* [Exercise]: Your answer must be an exact repetition of every record.

--- Data provided Enclosed Below ---

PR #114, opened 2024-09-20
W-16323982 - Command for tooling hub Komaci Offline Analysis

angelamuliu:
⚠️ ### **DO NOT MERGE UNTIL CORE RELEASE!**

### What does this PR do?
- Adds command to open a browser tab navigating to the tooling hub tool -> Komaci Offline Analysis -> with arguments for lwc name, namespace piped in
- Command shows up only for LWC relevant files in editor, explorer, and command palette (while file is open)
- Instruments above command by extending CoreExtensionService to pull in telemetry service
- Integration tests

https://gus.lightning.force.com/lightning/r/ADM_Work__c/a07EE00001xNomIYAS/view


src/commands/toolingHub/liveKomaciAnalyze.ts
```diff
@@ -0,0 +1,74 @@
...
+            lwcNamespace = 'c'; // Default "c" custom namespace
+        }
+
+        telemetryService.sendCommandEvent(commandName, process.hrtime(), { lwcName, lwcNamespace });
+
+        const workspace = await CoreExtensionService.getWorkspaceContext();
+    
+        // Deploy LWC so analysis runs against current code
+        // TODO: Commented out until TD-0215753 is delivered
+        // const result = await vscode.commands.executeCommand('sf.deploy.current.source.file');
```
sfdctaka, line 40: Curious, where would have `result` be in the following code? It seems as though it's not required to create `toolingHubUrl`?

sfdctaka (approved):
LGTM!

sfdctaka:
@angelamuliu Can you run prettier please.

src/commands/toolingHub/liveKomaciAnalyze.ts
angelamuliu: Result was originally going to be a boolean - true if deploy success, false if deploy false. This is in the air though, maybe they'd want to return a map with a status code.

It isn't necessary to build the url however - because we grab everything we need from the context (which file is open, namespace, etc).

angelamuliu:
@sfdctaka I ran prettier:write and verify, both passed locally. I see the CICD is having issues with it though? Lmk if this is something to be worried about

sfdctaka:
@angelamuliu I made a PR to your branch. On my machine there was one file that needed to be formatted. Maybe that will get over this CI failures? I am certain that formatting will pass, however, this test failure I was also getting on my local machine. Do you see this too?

--- End of Enclosed Data provided ---

* [Response for this exercise]:
PR #114, opened 2024-09-20
W-16323982 - Command for tooling hub Komaci Offline Analysis

angelamuliu:
⚠️ ### **DO NOT MERGE UNTIL CORE RELEASE!**

### What does this PR do?
- Adds command to open a browser tab navigating to the tooling hub tool -> Komaci Offline Analysis -> with arguments for lwc name, namespace piped in
- Command shows up only for LWC relevant files in editor, explorer, and command palette (while file is open)
- Instruments above command by extending CoreExtensionService to pull in telemetry service
- Integration tests

https://gus.lightning.force.com/lightning/r/ADM_Work__c/a07EE00001xNomIYAS/view


src/commands/toolingHub/liveKomaciAnalyze.ts
```diff
@@ -0,0 +1,74 @@
...
+            lwcNamespace = 'c'; // Default "c" custom namespace
+        }
+
+        telemetryService.sendCommandEvent(commandName, process.hrtime(), { lwcName, lwcNamespace });
+
+        const workspace = await CoreExtensionService.getWorkspaceContext();
+    
+        // Deploy LWC so analysis runs against current code
+        // TODO: Commented out until TD-0215753 is delivered
+        // const result = await vscode.commands.executeCommand('sf.deploy.current.source.file');
```
sfdctaka, line 40: Curious, where would have `result` be in the following code? It seems as though it's not required to create `toolingHubUrl`?

sfdctaka (approved):
LGTM!

sfdctaka:
@angelamuliu Can you run prettier please.

src/commands/toolingHub/liveKomaciAnalyze.ts
angelamuliu: Result was originally going to be a boolean - true if deploy success, false if deploy false. This is in the air though, maybe they'd want to return a map with a status code.

It isn't necessary to build the url however - because we grab everything we need from the context (which file is open, namespace, etc).

angelamuliu:
@sfdctaka I ran prettier:write and verify, both passed locally. I see the CICD is having issues with it though? Lmk if this is something to be worried about

sfdctaka:
@angelamuliu I made a PR to your branch. On my machine there was one file that needed to be formatted. Maybe that will get over this CI failures? I am certain that formatting will pass, however, this test failure I was also getting on my local machine. Do you see this too?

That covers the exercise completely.